Due to this ongoing pandemic of covid-19, Government of India on 13th may 2020 announced reduction in TDS and TCS rate by 25% of existing rates.
As per government’s estimation this measure will release Liquidity of Rs. 50,000 crores.
This reduction in rates shall be applicable from 14th may 2020 to 31st March 2021.

Payment for contract, professional fees, interest, rent, etc. shall be eligible for this reduced rate of TDS.
Note: Salaried employees are not covered and accordingly, their TDS will be deducted as per normal provisions.
This step was taken to provide immediate working capital or liquidity to the persons but it doesn’t mean that final tax liability of an assessee at the time of filing ITR will get reduce.

For Example:
Mr.

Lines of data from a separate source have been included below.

PR #2094, opened 2026-04-10
fix(txpool-tracing): record fb_inclusion_duration only once per transaction

haardikk21:
## Summary

- `track_flashblock_transactions` calls `get_pending_transaction_hashes()` which returns **all** tx hashes across all flashblocks in `PendingBlocks`, not just the latest delta. Without a guard, `transaction_fb_included` re-records the `fb_inclusion_duration` metric on every subsequent flashblock notification with an increasingly stale `received_at`, inflating the histogram significantly (e.g. a real 200ms inclusion gets recorded as 200, 400, 600, 800ms across successive flashblocks).
- Adds an `fb_included` flag to `EventLog` that gets set on first measurement and causes subsequent calls to early-return, ensuring each transaction's flashblock inclusion time is recorded exactly once.
- Adds `test_fb_inclusion_recorded_only_once` to verify the dedup behavior.

## Details

On Base Sepolia the reported `fb_inclusion_duration` was ~700ms — far higher than expected given low traffic and fast mempool→builder propagation. With ~10 flashblocks per block at ~200ms intervals, and assuming a roughly uniform distribution of transactions landing at the mempool nodes, the average reported for transactions would be ~1s. However because it stops tracking transactions upon canonical block inclusion, the real average is lower around 700ms, because it doesn't typically get all the way up to the 10th flashblock for the same tx hash.

After this fix, each tx is measured once at the time the first flashblock containing it is received, which should bring the metric down to the actual inclusion latency (~200ms or lower).

### DIFF
--- a/crates/client/txpool-tracing/src/events.rs
+++ b/crates/client/txpool-tracing/src/events.rs
@@ -48,6 +48,7 @@ pub enum Pool {
 pub struct EventLog {
     pub(crate) mempool_time: Instant,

A is professional service provider, having turnover during the year Rs. 10 Lakhs.
TDS under normal rate @ 10% is Rs. 1 Lakh
TDS at reduced rate will be @7.5% is Rs. 75,000/-

But on or before filing of his income tax return Mr. A has to pay Self-Assessment Tax u/s 140A of Income-tax Act, 1961. As his tax credit is reduced with the reduction in TDS rate which leads to increase in tax liability, to be paid in the form of Self-assessment tax.

Crux:
So, it can be said that the purpose of reduction in tax rate is to provide liquidity during the year to the assesses because of financial crisis emerged in the Covid 19 situation and not to reduce the revenue of the government.